Anika hates Iséla the way she hates people who win cars from radio stations. More than four-pound sinecure service dogs who shiver and piss on airplanes, more than interrupting others to insist on the correct pronunciation of Ibiza, more than the wage gap, Anika hates Iséla. This hate, sulking and seething, licks at the curves of her brain, distracts her during work, disrupts her sleep.

Anika vividly recalls—more colorfully but less accurately each time—the horrendous plaid of the basement couch, designed as though for the express purpose of deterring sex; the decidedly local haircut of Iséla at age sixteen; her baseline resemblance to Penélope Cruz in a halo of Miller Lite; the TV on, ignored; Iséla’s fingernails, self-painted, discount blue; a half-consumed bag of chips, ripped open at a devil-may-care angle; the sliver of sky through garden-view windows blushing into a kind of warning, early-a.m. pink; nail polishes fumblingly compared, a lattice of fingertips; lip balms, likewise poised for a joking-then-serious comparison; Leave it to Beaver drifting, unnoticed, into the local news.

Because this is a dream, and therefore nonsense, Anika is now famous, and Conan O’Brien is asking, via inexplicable dream logic, “Who was your first kiss?”

The audience hoots, desperate to know. Needing this.

“Iséla,” she says, viciously coy. The audience hoots louder, an exploded sixth-grade locker room.

“And…?” Conan presses.

Anika examines her nails, a chic lemon-meringue yellow, with careless, offhand finesse. “It was…fine.” An exquisite, flawless snub. Somewhere, Iséla kills herself.

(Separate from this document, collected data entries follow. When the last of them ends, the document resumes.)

PR #12102, opened 2025-12-04
Better formatting or arrow schema in snapshot tests

emilk:
Motivation should be self-explanatory:

Image


emilk:
> This will probably need a companion PR in the other repo.

I tried it, and apparently not!

PR #12105, opened 2025-12-04
Add integration test for coordinate frame overrides

Wumpf:
### Related

* Fixes RR-3029
    * this was the last tf related "zombie todo" Isse found earlier and didn't address yet

### What

Closes a small gap in our tf test coverage

### DIFF
--- a/crates/viewer/re_view_spatial/tests/snapshots/transform_many_child_parent_relations_on_single_time_and_entity_with_coordinate_frame_overrides.png
+++ b/crates/viewer/re_view_spatial/tests/snapshots/transform_many_child_parent_relations_on_single_time_and_entity_with_coordinate_frame_overrides.png
@@ -1,0 +1,3 @@
+version https://git-lfs.github.com/spec/v1
+oid sha256:752699e5c2fe04a3fcff638f94d1f3921d1b0f0b4feb58196e573dab60023587
+size 18758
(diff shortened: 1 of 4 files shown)


crates/viewer/re_view_spatial/tests/snapshots/transform_many_child_parent_relations_on_single_time_and_entity_with_coordinate_frame_overrides.png
Wumpf, line 1: exactly same image as its neighboring `crates/viewer/re_view_spatial/tests/snapshots/transform_many_child_parent_relations_on_single_time_and_entity.png`, as it should be

IsseW: Wonder if it'd be useful to explicitly test that?

Wumpf: been wondering this with a bunch of our screenshots by now. We have a lot of stuff where we have two tests that are expected to produce the same outcome. But for convenience of debugging we do want them to write separate images. Would be cool to have "those are the same" as a postprocessing step that runs after all the tests are through. cc: @lucasmerlin 
bit tricky to set up given that the other tests should also run in parallel

PR #12108, opened 2025-12-04
Expose `/version` from oss server

jprochazk:
```
$ cargo run -p rerun-cli -- server
$ curl http://localhost:51234/version
re_server 0.28.0-alpha.1+dev [rustc 1.88.0 (6b00bc388 2025-06-23), LLVM 20.1.5] x86_64-unknown-linux-gnu (debug)
```

All Rerun servers are now required to have the `GET /version` HTTP endpoint, for us to be able to remove one layer of noise when users connects to the wrong thing.

* Unblocks https://github.com/rerun-io/rerun/pull/12092


crates/store/re_server/src/server.rs
```diff
@@ -193,13 +195,32 @@ impl ServerBuilder {
...
+        self.axum_routes = self.axum_routes.route(path, handler);
+        self
+    }
+
     pub fn build(self) -> Server {
+        let grpc_routes = self.routes_builder.routes();
+        let grpc_routes = grpc_routes.into_axum_router();
+
+        // Apply GrpcWebLayer only to gRPC routes, not HTTP routes
+        let grpc_routes = grpc_routes.layer(tonic_web::GrpcWebLayer::new());
```
jprochazk, line 208: I was getting `400` before reordering things in this way. I'm not too familiar with tonic so let me know if there's a more straightforward way to do this.

crates/store/re_server/tests/redap_tests.rs
```diff
@@ -8,3 +8,36 @@ async fn build() -> RerunCloudHandler {
 }
 
 re_redap_tests::generate_redap_tests!(build);
+
+#[tokio::test(flavor = "multi_thread")]
+async fn version() {
```
jprochazk, line 13: This is not a gRPC endpoint, so it doesn't fit neatly into existing tests. So I made it separate here.

jprochazk:
Copilot helpful as always

PR #12109, opened 2025-12-04
Fix RRD manifest sanity check failing on data that is both static & temporal

teh-cmc:
Yep, forgot that was a thing. Needless to say, the fix does not reflect the pain involved, not even close :melting_face:

### DIFF
--- a/crates/store/re_log_encoding/src/rrd/footer/instances.rs
+++ b/crates/store/re_log_encoding/src/rrd/footer/instances.rs
@@ -513,7 +513,7 @@ impl RrdManifest {
                     );
 
                     if md.get("rerun:is_static").map(|s| s.as_str()) == Some("true") {
-                        // Static columns don't have :start nor :end columns... unless they exist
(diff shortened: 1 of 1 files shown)


crates/store/re_log_encoding/src/rrd/footer/instances.rs
```diff
@@ -501,6 +512,16 @@ impl RrdManifest {
...
 
+                    if md.get("rerun:is_static").map(|s| s.as_str()) == Some("true") {
+                        // Static columns don't have :start nor :end columns… unless they exist
+                        // both temporally and statically, something which is legal in Rerun, and
+                        // will end up with a final Sorbet schema that declares those column as
+                        // static (which is correct, since static overrides everything else), even
+                        // though there are still traces of temporal data for that same column!
+                        _ = rrd_manifest_fields.remove(&column_name);
+                        continue;
+                    }
```
teh-cmc, line 523: The actual fix -- everything else is just bonus while I was in there.

PR #12355, opened 2026-01-08
Reshuffle documentation organization

abey79:
### Related

- closes https://linear.app/rerun/issue/RR-3258/reorder-sections-to-focus-on-robotics-learning
- takes advantage of https://github.com/rerun-io/landing/pull/1156

### What

Pure reshuffling, no content added or changed. The main goal is to structure everything around the same three main themes:
- Logging and ingestion
- Visualising
- Query and transform

This PR moves existing and new redirects in the new `_redirects.yaml` file.

This paves the way to possible larger reorganisation in the future.

Overview of the changes:
- "Installing Rerun" now has subsection, with languages SDK and viewer as items. Also, the "Troubleshooting" section moved here, because these are mostly install-related.
- "Concept" are broken up into the main themes
  - "Application model" is still there, we need to work more on this thing.
- Likewise, "How-to" are broken into the main themes.
  - "Integrations" remains stand alone in there. Hard to classify.
- A bunch of section that used to be in "Reference" were moved to "Concept"
  - "Visualization":
    - entity-queries.md
  - "Query and transform":
    - dataframes.md
  - "Logging and ingestion":
    - video.md
    - data-loaders.md
    - mcap.md

### DIFF
--- a/docs/content/_redirects.yaml
+++ b/docs/content/_redirects.yaml
@@ -73,7 +73,6 @@ howto/dataframe-api: howto/query-and-transform/get-data-out
 howto/embed-rerun-viewer: howto/integrations/embed-web
 howto/fixed-window-plot: howto/visualization/fixed-window-plot
 howto/get-data-out: howto/query-and-transform/get-data-out
-howto/integrations: howto/integrations/embed-notebooks
 howto/limit-ram: howto/visualization/limit-ram
 howto/logging: howto/logging-and-ingestion/send-columns
 howto/mcap: howto/logging-and-ingestion/mcap
--- a/docs/content/howto/integrations.md
+++ b/docs/content/howto/integrations.md
@@ -1,0 +1,6 @@
+---
+title: Integrations
+order: 400
+---
+
+How-to guides for integrating Rerun with other tools.


nikolausWest:
Structure looks good to me. Three categories under "Getting started" are differently named than in the other sections.

nikolausWest:
To make the language consistent I suggest:

- Log and Ingest
- Visualize
- Query and Transform

The two extra categories that would round it out and will make sense in the future might be _Store and Manage_ and _Train_ making it:

- Log and Ingest
- Store and manage
- Visualize
- Query and Transform
- Train

docs/content/_redirects.yaml
```diff
@@ -0,0 +1,99 @@
+# Redirect Table
```
ntjohnson1, line 1: Does the build validate that these paths make sense? If so I won't do the manual labor of comparing paths. Not sure how to review this.

docs/content/concepts/logging-and-ingestion.md
```diff
@@ -0,0 +1,8 @@
+---
+title: Log and Ingest
+order: 100
+---
+
+This section covers how data is structured and ingested into Rerun.
+
+<!-- TODO(ab): it would be nice to auto-generate a TOC here -->
```
ntjohnson1, line 8: Yes autogenerated everything would be excellent

docs/content/concepts/logging-and-ingestion/data-loaders.md
```diff
@@ -0,0 +1,8 @@
+---
+title: Data-loaders
+order: 800
+---
+
+Extending Rerun's file loading capabilities with custom data loaders.
```
ntjohnson1: NIT: data loader or data-loader? We use both in this file.

docs/content/overview/installing-rerun.md
```diff
@@ -0,0 +1,13 @@
+---
+title: Installing Rerun
+order: 300
+---
+
+Choose what you want to install:
+
+-   [Viewer](./installing-rerun/viewer.md) - the standalone Rerun Viewer application
```
ntjohnson1: Nit this order doesn't match the side bar. Either put viewer at bottom of this list or change order in viewer.md

docs/content/_redirects.yaml
abey79: Seems easy enough to add a CI check. On it.

scripts/ci/check_doc_redirects.py
```diff
@@ -0,0 +1,129 @@
...
+
+import yaml
+
+DOCS_ROOT = Path(__file__).parent.parent.parent / "docs" / "content"
+REDIRECTS_FILE = DOCS_ROOT / "_redirects.yaml"
+
+
+def get_deleted_and_renamed_docs(base_branch: str = "main") -> tuple[list[str], list[str]]:
+    """Get lists of deleted and renamed doc paths relative to docs/content/."""
+    result = subprocess.run(
```
ntjohnson1: NIT: I think this is nicer and more stable if we use the git python sdk but for expedience definitely not blocking

abey79: ah good call, we use that elsewhere already iirc.

abey79:
The build-cli job is expected to fail, since there is a diff in the cli.md file. It's not due to it not being outdated wrt the actual CLI help, so ok to leave as is.

docs/content/_redirects.yaml
abey79: done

She only lives in that little town—Redfield, but really South Dakota, all of it—for one year. But it’s a formative year. The things people say are all in the neutral, nowhere dialect of Bob Barker and Tom Brokaw, a trustworthy nothingness. She senses its power, this nowhere-voice, and learns how to do it. She moves away and is fine, better than fine. Still, her revenge fantasy languishes just beneath the skin, underscored by the grating laughter of Andy Richter, couched in the imagined, incorrectly remembered upholstery of the overstuffed Conan O’Brien chairs.

In subsequent years, Anika sits hunched in the dull blue glow of her computer screen, Avi (textbook, unimpeachably husbandlike) faintly snoring in the darkness behind her. Through the vapid dark magic of the internet, she clocks the recurrence of Iséla’s acne with wincing pleasure. The grapes, as it turns out, are in fact sour.

Of course, as any oenophile will tell you, sour grapes—on occasion—become wine.

Shortly thereafter, on the advice of no one, Anika wends her way through her class reunion, gripping a cup of Riesling like an enemy throat. She shouldn’t have come—Avi warned her not to, smelling on this excursion the unburied body of a former self. Yet here she is, weaving through a sea of thin-lipped housewives and shriveling jawlines—hating them all, hating everything to the nth—toward her magnet, her nemesis…Iséla.

Iséla is now, infuriatingly and exhilaratingly, sans acne. “Your face,” says Anika.

Iséla smiles, a maddeningly perfect smile. “No, yours.”

They are at once a tangle of fingers—fingers Anika has often fantasized of snapping in half, denailing, tormenting with an obscure iteration of mislearned acupressure-as-torture, now interlaced with hers.

Tonight will be an ecstatic blur of possibility, not yet misremembered. They will kiss. Anika will cry; Iséla will not object. She will feel what it is to hold a world, fragile and aching, in one’s palm.

To open one’s fist and find it gone.